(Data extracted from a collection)
⁂

PR #1184, opened 2026-05-28
MONGOCRYPT-870 drop `prefixPreview` and `suffixPreview`

kevinAlbs:
# Summary

This PR applies renames for query types and algorithms related to QE string features.

- Setting the query type `prefixPreview` and `suffixPreview` is now an error.
- `suffix` and `prefix` require use of the `string` algorithm (formerly `textPreview`).

# Details

The `textPreview` algorithm is still used for `substringPreview`. But `textPreview` may be dropped entirely if [WRITING-37758](https://jira.mongodb.org/browse/WRITING-37758) is approved. This is tracked in MONGOCRYPT-931.

Choosing `string` (rather than `text`) was motivated by a request to rename public driver APIs from "text" to "string": DRIVERS-3531

### DIFF
--- a/CHANGELOG.md
+++ b/CHANGELOG.md
@@ -2,6 +2,12 @@
 
 ## Unreleased
 
+### Added
+- Stable support for `prefix` and `suffix` query types.
+
+### Removed
+- Support for the experimental `prefixPreview` and `suffixPreview` query types.
+
 <!-- TODO: add entries for next release -->
 
 ## 1.18.1
--- a/CHANGELOG.md
+++ b/CHANGELOG.md
@@ -3,7 +3,10 @@
 ## Unreleased
 
 ### Added
-- Stable support for `prefix` and `suffix` query types.
+- Stable support for prefix and suffix queries:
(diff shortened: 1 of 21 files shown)


erwee (approved):

blink1073:
I would have expected the python test that uses `suffixPreview` to have failed.  I need to double-check that we're using the as-build version of `libmongocrypt` in our Evergreen tests.

blink1073:
> I would have expected the python test that uses suffixPreview to have failed. I need to double-check that we're using the as-build version of libmongocrypt in our Evergreen tests.

Ah, I missed that you had update the python tests.

blink1073 (approved):
LGTM!

kevinAlbs:
Drafting spec changes motivated an additional change: https://github.com/mongodb/libmongocrypt/pull/1184/changes/f1df06ed5b23e6637221ace16f90fb65fad844dc drops "textPreview" entirely. "substringPreview" still signals the feature is experimental, and avoids continued use of the term "text".

mdb-ad (approved):

blink1073 (approved):

PR #1197, opened 2026-06-29
PYTHON-5896 - [pymongocrypt] Bundle libmongocrypt 1.20.0

NoahStapp:


bindings/python/pymongocrypt/binding.py
```diff
@@ -1522,9 +1528,9 @@ def _parse_version(version):
 
 /// String constants for setopt_query_type
 // DEPRECATED: Support "rangePreview" has been removed in favor of "range".
-/// NOTE: "substringPreview" is experimental and may be removed in a future non-major release.
-/// NOTE: "suffixPreview" is experimental and may be removed in a future non-major release.
-/// NOTE: "prefixPreview" is experimental and may be removed in a future non-major release.
+/// DEPRECATED: Support for "substringPreview" has been removed in favor of "substring"
+/// DEPRECATED: Support for "suffixPreview" has been removed in favor of "suffix"
+/// DEPRECATED: Support for "prefixPreview" has been removed in favor of "suffix"
```
blink1073: This comment is wrong.  We should fix it [here](https://github.com/mongodb/libmongocrypt/blob/906010bdf5a9c7d5fc40743c49b313cdd57effa4/src/mongocrypt.h#L1609) and re-generate.

NoahStapp: Which comment specifically in the context of libmongocrypt 1.20?

blink1073: "/// DEPRECATED: Support for "prefixPreview" has been removed in favor of "suffix"" should be "prefix" at the end.

kevinAlbs (approved):
Oop, thank you for the comment fix. LGTM.

blink1073 (approved):
LGTM!

PR #1200, opened 2026-07-10
MONGOCRYPT-951: Pin cmake to 4.3.4

prestonvasquez:
MONGOCRYPT-951

Pin to avoid issue in parent task while investigating the following error from the cmake 4.4.0 release:

```
CMake Error: The warning category "error -DCMAKE_CXX_LINK_EXECUTABLE='echo not linking now...'" is not known.
CMake Error at cmake-build/_deps/embedded_mcd-src/src/libmongoc/CMakeLists.txt:425 (TRY_COMPILE):
  Failed to configure test project build system.
  cmake-build/_deps/embedded_mcd-src/src/libmongoc/CMakeLists.txt:449 (mongoc_get_accept_args)
```

### DIFF
--- a/.evergreen/install-build-tools.sh
+++ b/.evergreen/install-build-tools.sh
@@ -51,7 +51,7 @@ install_build_tools() {
   fi
 
   if [[ "${rhel7:?}" == "1" ]]; then
-    uv tool install -q cmake || return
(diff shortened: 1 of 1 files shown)


kevinAlbs (approved):
Thank you for the fix.

PR #1201, opened 2026-07-13
Do not invoke `ctest` when `BUILD_TESTING=OFF`

eramongodb:
Resolve the following error when libmongocrypt is built by the C Driver with CMake 4.4.0 and `BUILD_TESTING=OFF`:

```
*********************************
No test configuration file found!
*********************************
Usage
  ctest [options]
```

Per CMake 4.4.0 [release notes](https://cmake.org/cmake/help/latest/release/4.4.html):

> `ctest` now exits with non-zero if invoked with no arguments and no test input file exists.

### DIFF
--- a/.evergreen/build_all.sh
+++ b/.evergreen/build_all.sh
@@ -115,7 +115,7 @@ if [[ "$release_os_arch" == *glibc* ]]; then
     echo "glibc version check passed: $actual_glibc"
 fi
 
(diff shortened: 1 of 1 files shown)


kevinAlbs (approved):
Thank you!

eramongodb:
Subtle bugfix: `is_true` expands the given argument as a variable. Need to pass the name of the boolean variable, not the value.

PR #1208, opened 2026-07-23
DEVPROD-34208: use DevProd ECR for container images instead of Artifactory

fetsko:


tarunsethi:
@kevinAlbs @vector-of-bool Do you mind reviewing this PR when you get a chance? Because of security concerns, artifactory.corp.mongodb.com has been shutdown so any builds using it would fail.

bindings/python/CONTRIBUTING.md
vector-of-bool, line 1: The `bindings/python/` subdirectory is owned by Python devs and may require some input from a Python dev member. @kevinAlbs do you know who best to look at this?

.evergreen/earthly.sh
vector-of-bool, line 1: Not sure this change to the earthly script is necessary, and it assumes Docker when some of us use Podman. These tasks aren't run manually very often and I think we can leave the authentication as a manual step for now.

vector-of-bool (approved):
The changes LGTM other than the comment about the earthly script changes, which I think are mostly unnecessary complication.

Also may want more input from the people that maintain the Python bindings' scripts.

vector-of-bool:
Kevin and I will be absent on Friday, July 31. I don't think this is urgent for us as the tasks in question aren't mandatory until we need to do a release.

Recommend consulting the Python team about the Python bindings' scripts.

.evergreen/earthly.sh
fetsko: Should I revert the updates to this file then?

Also feel free to make updates as needed to this PR if preferred.

kevinAlbs: > change to the earthly script is necessary

I expect no. I also expect users running `earthly.sh` can authenticate before running this script. I reverted changes to this file.

> assumes Docker when some of us use Podman

Updated instructions in `releasing.md` to note either Docker or Podman can be used.

bindings/python/CONTRIBUTING.md
kevinAlbs: I tweaked these instructions. The `update-version.sh` script only appears to be run locally. Similar to earthly.sh, I removed the `login` step from `update-version.sh` and updated these instructions to note authentication may be necessary.

> do you know who best to look at this?

@blink1073 would you mind reviewing the changes to the Python libmongocrypt script to switch from Artifactory to ECR?

kevinAlbs (approved):

blink1073 (approved):
Python changes LGTM

kevinAlbs:
Thank you for the PR @fetsko!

⁂

▸ **Problem description**
Return only the lines above that run from the opening line through the line containing "PR #1197, opened 2026-06-29", exactly as written.

▸ **Task response**
PR #1184, opened 2026-05-28
MONGOCRYPT-870 drop `prefixPreview` and `suffixPreview`

kevinAlbs:
# Summary

This PR applies renames for query types and algorithms related to QE string features.

- Setting the query type `prefixPreview` and `suffixPreview` is now an error.
- `suffix` and `prefix` require use of the `string` algorithm (formerly `textPreview`).

# Details

The `textPreview` algorithm is still used for `substringPreview`. But `textPreview` may be dropped entirely if [WRITING-37758](https://jira.mongodb.org/browse/WRITING-37758) is approved. This is tracked in MONGOCRYPT-931.

Choosing `string` (rather than `text`) was motivated by a request to rename public driver APIs from "text" to "string": DRIVERS-3531

### DIFF
--- a/CHANGELOG.md
+++ b/CHANGELOG.md
@@ -2,6 +2,12 @@
 
 ## Unreleased
 
+### Added
+- Stable support for `prefix` and `suffix` query types.
+
+### Removed
+- Support for the experimental `prefixPreview` and `suffixPreview` query types.
+
 <!-- TODO: add entries for next release -->
 
 ## 1.18.1
--- a/CHANGELOG.md
+++ b/CHANGELOG.md
@@ -3,7 +3,10 @@
 ## Unreleased
 
 ### Added
-- Stable support for `prefix` and `suffix` query types.
+- Stable support for prefix and suffix queries:
(diff shortened: 1 of 21 files shown)


erwee (approved):

blink1073:
I would have expected the python test that uses `suffixPreview` to have failed.  I need to double-check that we're using the as-build version of `libmongocrypt` in our Evergreen tests.

blink1073:
> I would have expected the python test that uses suffixPreview to have failed. I need to double-check that we're using the as-build version of libmongocrypt in our Evergreen tests.

Ah, I missed that you had update the python tests.

blink1073 (approved):
LGTM!

kevinAlbs:
Drafting spec changes motivated an additional change: https://github.com/mongodb/libmongocrypt/pull/1184/changes/f1df06ed5b23e6637221ace16f90fb65fad844dc drops "textPreview" entirely. "substringPreview" still signals the feature is experimental, and avoids continued use of the term "text".

mdb-ad (approved):

blink1073 (approved):

PR #1197, opened 2026-06-29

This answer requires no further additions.